=== PROBLEM DESCRIPTION ===
Produce word for word the lines of the data below running from the one that has "Meta-governance update" to the one that has "A forum thread", inclusive, and no others.

[Opening SOURCE RECORDS section]

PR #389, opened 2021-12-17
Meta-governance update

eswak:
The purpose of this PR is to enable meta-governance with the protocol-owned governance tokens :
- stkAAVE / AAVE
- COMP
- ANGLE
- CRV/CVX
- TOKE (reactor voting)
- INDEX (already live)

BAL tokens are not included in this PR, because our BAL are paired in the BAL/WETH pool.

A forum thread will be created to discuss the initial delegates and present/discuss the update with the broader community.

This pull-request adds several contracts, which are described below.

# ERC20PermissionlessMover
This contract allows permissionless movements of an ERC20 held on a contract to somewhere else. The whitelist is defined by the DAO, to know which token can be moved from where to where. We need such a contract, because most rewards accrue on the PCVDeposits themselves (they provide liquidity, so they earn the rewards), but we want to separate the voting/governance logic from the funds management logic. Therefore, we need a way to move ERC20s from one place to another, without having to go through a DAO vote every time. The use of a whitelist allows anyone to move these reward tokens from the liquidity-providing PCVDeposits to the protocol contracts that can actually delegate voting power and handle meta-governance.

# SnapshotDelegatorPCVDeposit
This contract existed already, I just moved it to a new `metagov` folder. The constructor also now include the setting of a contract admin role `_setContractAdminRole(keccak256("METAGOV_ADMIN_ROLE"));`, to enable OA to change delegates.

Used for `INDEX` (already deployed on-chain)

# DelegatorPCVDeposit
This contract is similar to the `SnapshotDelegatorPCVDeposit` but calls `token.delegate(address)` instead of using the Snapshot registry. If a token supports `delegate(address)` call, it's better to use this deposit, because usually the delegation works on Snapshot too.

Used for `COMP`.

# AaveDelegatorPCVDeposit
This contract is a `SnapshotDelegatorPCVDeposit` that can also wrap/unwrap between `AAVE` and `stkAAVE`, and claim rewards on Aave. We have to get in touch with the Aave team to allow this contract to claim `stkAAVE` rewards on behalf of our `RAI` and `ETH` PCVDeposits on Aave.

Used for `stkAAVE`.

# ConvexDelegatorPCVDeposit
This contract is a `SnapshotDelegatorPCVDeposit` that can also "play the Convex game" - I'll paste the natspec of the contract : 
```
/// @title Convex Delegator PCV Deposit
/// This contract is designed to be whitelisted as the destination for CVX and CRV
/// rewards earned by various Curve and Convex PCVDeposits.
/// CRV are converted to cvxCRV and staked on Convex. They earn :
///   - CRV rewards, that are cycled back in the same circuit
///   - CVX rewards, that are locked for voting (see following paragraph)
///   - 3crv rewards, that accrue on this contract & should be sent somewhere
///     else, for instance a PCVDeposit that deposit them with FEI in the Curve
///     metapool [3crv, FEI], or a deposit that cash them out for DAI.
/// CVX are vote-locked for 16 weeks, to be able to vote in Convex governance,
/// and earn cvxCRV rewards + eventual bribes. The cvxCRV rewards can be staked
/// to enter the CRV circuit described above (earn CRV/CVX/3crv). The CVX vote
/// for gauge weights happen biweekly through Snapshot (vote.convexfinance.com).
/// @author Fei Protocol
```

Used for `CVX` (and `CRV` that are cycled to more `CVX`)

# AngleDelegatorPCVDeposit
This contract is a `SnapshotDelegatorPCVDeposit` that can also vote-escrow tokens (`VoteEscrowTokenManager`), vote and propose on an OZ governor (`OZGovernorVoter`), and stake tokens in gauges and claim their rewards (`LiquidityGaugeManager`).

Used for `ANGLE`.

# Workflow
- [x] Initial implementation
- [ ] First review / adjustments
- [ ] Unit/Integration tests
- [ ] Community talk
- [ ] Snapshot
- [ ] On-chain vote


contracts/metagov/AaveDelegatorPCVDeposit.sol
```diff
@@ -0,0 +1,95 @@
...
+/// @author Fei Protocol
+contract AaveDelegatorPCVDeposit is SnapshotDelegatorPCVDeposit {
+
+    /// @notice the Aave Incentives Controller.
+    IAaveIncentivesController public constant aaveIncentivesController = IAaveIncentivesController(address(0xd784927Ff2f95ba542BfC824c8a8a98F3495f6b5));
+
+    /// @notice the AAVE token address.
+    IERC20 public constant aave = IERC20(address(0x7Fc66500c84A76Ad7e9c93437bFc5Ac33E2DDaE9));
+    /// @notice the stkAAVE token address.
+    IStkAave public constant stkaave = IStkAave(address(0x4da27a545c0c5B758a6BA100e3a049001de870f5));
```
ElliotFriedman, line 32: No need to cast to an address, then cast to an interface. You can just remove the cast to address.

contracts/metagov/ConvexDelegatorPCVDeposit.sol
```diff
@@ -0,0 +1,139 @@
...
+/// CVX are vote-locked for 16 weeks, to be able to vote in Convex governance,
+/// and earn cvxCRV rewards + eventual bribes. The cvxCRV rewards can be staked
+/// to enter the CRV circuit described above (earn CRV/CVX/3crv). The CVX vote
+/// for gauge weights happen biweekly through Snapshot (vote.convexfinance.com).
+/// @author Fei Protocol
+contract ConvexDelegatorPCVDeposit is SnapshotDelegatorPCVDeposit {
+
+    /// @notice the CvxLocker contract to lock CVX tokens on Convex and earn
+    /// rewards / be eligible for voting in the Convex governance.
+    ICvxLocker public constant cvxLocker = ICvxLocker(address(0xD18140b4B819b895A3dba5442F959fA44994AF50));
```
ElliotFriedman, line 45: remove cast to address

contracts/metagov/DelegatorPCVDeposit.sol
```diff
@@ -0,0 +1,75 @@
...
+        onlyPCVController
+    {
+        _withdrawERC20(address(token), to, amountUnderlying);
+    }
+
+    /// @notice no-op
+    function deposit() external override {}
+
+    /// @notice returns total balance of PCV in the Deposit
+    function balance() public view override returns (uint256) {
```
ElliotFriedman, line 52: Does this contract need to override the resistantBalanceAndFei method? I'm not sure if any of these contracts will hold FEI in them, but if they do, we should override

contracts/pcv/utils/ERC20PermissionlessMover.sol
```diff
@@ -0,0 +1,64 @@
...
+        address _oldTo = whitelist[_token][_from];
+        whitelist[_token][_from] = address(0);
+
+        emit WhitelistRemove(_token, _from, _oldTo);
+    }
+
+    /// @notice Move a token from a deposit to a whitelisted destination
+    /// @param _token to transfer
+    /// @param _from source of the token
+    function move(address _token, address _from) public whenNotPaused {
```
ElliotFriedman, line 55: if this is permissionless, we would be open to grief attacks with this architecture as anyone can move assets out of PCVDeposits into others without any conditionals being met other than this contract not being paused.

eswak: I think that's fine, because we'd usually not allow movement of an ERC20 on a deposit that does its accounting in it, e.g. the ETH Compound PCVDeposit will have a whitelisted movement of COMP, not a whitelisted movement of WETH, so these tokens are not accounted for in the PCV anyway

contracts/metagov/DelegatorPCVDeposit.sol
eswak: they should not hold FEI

[Closing SOURCE RECORDS section]
[Opening SOURCE RECORDS section]

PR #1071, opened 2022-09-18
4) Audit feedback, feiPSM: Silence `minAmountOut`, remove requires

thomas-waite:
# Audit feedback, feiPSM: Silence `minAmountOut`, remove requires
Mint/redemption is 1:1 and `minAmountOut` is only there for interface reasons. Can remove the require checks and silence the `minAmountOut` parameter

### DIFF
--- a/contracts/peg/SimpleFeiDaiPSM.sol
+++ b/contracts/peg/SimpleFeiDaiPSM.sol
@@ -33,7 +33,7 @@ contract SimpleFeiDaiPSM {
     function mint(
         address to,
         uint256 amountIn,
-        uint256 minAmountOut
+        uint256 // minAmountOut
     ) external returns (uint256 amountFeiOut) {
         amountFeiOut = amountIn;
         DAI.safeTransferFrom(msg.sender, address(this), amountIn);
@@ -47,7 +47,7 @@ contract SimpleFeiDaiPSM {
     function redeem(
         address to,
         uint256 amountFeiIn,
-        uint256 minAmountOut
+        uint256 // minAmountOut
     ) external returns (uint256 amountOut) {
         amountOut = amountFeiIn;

[Closing SOURCE RECORDS section]

=== EXERCISE OUTPUT ===
Meta-governance update

eswak:
The purpose of this PR is to enable meta-governance with the protocol-owned governance tokens :
- stkAAVE / AAVE
- COMP
- ANGLE
- CRV/CVX
- TOKE (reactor voting)
- INDEX (already live)

BAL tokens are not included in this PR, because our BAL are paired in the BAL/WETH pool.

A forum thread will be created to discuss the initial delegates and present/discuss the update with the broader community.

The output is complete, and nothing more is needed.